15min:

DAVID J. ROBICHAUD, KANA TAKEMATSU AND MITCHIO OKUMURA, Arthur Amos Noyes Laboratory of Chemical Physics, California Institute of Technology, Pasadena CA 91125; PIN CHEN AND HERBERT PICKETT, Jet Propulsion Laboratory, California Institute of Technology, Pasadena, CA 91109; JOHN F. STANTON, Department of Chemistry, University of Texas, Austin, TX, 78712.

The Jahn-Teller effect in the first two excited states of NO₃ is poorly understood. There is increasing evidence for relatively strong Jahn-Teller and Pseudo-Jahn-Teller couplings in the A²E'' and B² E' states, suggesting that these states cannot be described by conventional Jahn-Teller hamiltonians.

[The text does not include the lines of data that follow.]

PR #791, opened 2021-03-05
17261: add support for management access from onprem

shuoliugit:
- create vpc attachment with edge_attachment -> remove, import, plan -> no diff
- change edge attachment -> remove, import, plan -> no diff
- delete edge attachment -> remove, import, plan -> no diff
- create vpc attachment without edge_attachment -> remove, import, plan -> no diff
- add edge attachment -> remove, import, plan -> no diff
- destroy
- try a non firenet domain -> error

### DIFF
--- a/aviatrix/resource_aviatrix_aws_tgw_vpc_attachment.go
+++ b/aviatrix/resource_aviatrix_aws_tgw_vpc_attachment.go
@@ -80,6 +80,14 @@ func resourceAviatrixAwsTgwVpcAttachment() *schema.Resource {
 				Default:     false,
 				Description: "Advanced option. If set to true, it disables automatic route propagation of this VPC to other VPCs within the same security domain.",
 			},
+			"edge_attachment": {
+				Type:     schema.TypeString,
+				Optional: true,
+				Default:  "",
+				Description: "Edge attachment ID. To allow access to the private IP of the MGMT interface of the " +
+					"Firewalls, set this attribute to enable Management Access From Onprem. This feature advertises " +
+					"the Firewalls private MGMT subnet to your Edge domain.",
+			},
 		},
 	}
 }
@@ -98,6 +106,7 @@ func resourceAviatrixAwsTgwVpcAttachmentCreate(d *schema.ResourceData, meta inte
 		RouteTables:                  d.Get("route_tables").(string),
 		CustomizedRouteAdvertisement: d.Get("customized_route_advertisement").(string),
 		DisableLocalRoutePropagation: d.Get("disable_local_route_propagation").(bool),
+		EdgeAttachment:               d.Get("edge_attachment").(string),
 	}
 
 	isFirewallSecurityDomain, err := client.IsFirewallSecurityDomain(awsTgwVpcAttachment.TgwName, awsTgwVpcAttachment.SecurityDomainName)
@@ -111,12 +120,23 @@ func resourceAviatrixAwsTgwVpcAttachmentCreate(d *schema.ResourceData, meta inte
 	log.Printf("[INFO] Attaching vpc: %s to tgw %s", awsTgwVpcAttachment.VpcID, awsTgwVpcAttachment.TgwName)
 
 	if isFirewallSecurityDomain {
-		err := client.CreateAwsTgwVpcAttachmentForFireNet(awsTgwVpcAttachment)
+		err = client.CreateAwsTgwVpcAttachmentForFireNet(awsTgwVpcAttachment)
 		if err != nil {
 			return fmt.Errorf("failed to create Aviatrix Aws Tgw Vpc Attach for FireNet: %s", err)
 		}
+
+		if awsTgwVpcAttachment.EdgeAttachment != "" {
+			err = client.UpdateFirewallAttachmentAccessFromOnprem(awsTgwVpcAttachment)
+			if err != nil {
+				return fmt.Errorf("failed to enable firewall attachment access from onprem: %s", err)
+			}
+		}
 	} else {
-		err := client.CreateAwsTgwVpcAttachment(awsTgwVpcAttachment)
+		if awsTgwVpcAttachment.EdgeAttachment != "" {
+			return fmt.Errorf("management access from onprem only works for FireNet")
+		}
+
+		err = client.CreateAwsTgwVpcAttachment(awsTgwVpcAttachment)
 		if err != nil {
 			return fmt.Errorf("failed to create Aviatrix Aws Tgw Vpc Attach: %s", err)
 		}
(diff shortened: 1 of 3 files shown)


aviatrix/resource_aviatrix_aws_tgw_vpc_attachment.go
```diff
@@ -245,6 +266,38 @@ func resourceAviatrixAwsTgwVpcAttachmentUpdate(d *schema.ResourceData, meta inte
...
+
+		if oldEA != "" && newEA != "" {
+			awsTgwVpcAttachment.EdgeAttachment = ""
+
+			err := client.UpdateFirewallAttachmentAccessFromOnprem(awsTgwVpcAttachment)
+			if err != nil {
+				return fmt.Errorf("failed to disable firewall attachment access from onprem while updating: %s", err)
+			}
+
+			awsTgwVpcAttachment.EdgeAttachment = d.Get("edge_attachment").(string)
```
CyrusJavan: Don't need `d.Get` can just use `newEA`

goaviatrix/aws_tgw_vpc_attachment.go
```diff
@@ -381,3 +390,47 @@ func (c *Client) EditTgwSpokeVpcCustomizedRouteAdvertisement(awsTgwVpcAttachment
...
+	}
+
+	type AccessFromEdge struct {
+		AccessFromEdge []string `json:"access_from_edge"`
+	}
+
+	type Resp struct {
+		Return  bool             `json:"return"`
+		Results []AccessFromEdge `json:"results"`
+		Reason  string           `json:"reason"`
```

Our previous moderate resolution spectra of the forbidden A²E'' X² A₂' transition revealed further evidence of strong Jahn-Teller interactions, but could not establish if the upper state exhibited static Jahn-Teller distortion. The origin band is strictly forbidden by Herzberg-Teller selection rules, and the 0⁰ level can only be accessed via the weak 4₁⁰ hot band. Contour analysis of the partially resolved rotational structure could not definitively establish whether the zero-point averaged geometry has D_3h or C_2v symmetry. We report the first rotationally resolved spectrum of the 4₁⁰ vibronic band of NO₃ recorded by diode laser spectroscopy, using off-axis Integrated Cavity Output Spectroscopy (ICOS).